[Material provided — start]
PR #6818, opened 2020-11-05
[MU4] Porting 3.5.2_backend fixes to master

Jojo-Schmitz:


RomanPudashkin (approved):

libmscore/synthesizerstate.h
[Material provided — finish]
* Task
Write out exactly the lines that begin at the one containing "[MU4] Porting 3.5.2_backend fixes to master" and continue through the last line of the data, and only those.

* Written answer
[MU4] Porting 3.5.2_backend fixes to master

Jojo-Schmitz:


RomanPudashkin (approved):

libmscore/synthesizerstate.h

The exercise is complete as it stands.